-------- Information supplied

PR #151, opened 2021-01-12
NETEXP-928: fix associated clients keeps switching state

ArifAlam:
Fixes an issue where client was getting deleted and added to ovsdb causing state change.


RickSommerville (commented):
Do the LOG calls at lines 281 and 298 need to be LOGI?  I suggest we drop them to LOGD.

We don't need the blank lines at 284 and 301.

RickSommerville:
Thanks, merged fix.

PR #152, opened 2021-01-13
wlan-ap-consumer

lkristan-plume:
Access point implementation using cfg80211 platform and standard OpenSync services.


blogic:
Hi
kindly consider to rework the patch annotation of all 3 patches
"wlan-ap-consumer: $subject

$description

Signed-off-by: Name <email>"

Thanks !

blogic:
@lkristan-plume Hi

----------------

◆ **Exercise goal**: All that is needed is the exact run of lines above from the line containing "Fixes an issue" through the line containing "PR #152, opened 2021-01-13", both of them included.

◆ **Result below**:
Fixes an issue where client was getting deleted and added to ovsdb causing state change.


RickSommerville (commented):
Do the LOG calls at lines 281 and 298 need to be LOGI?  I suggest we drop them to LOGD.

We don't need the blank lines at 284 and 301.

RickSommerville:
Thanks, merged fix.

PR #152, opened 2021-01-13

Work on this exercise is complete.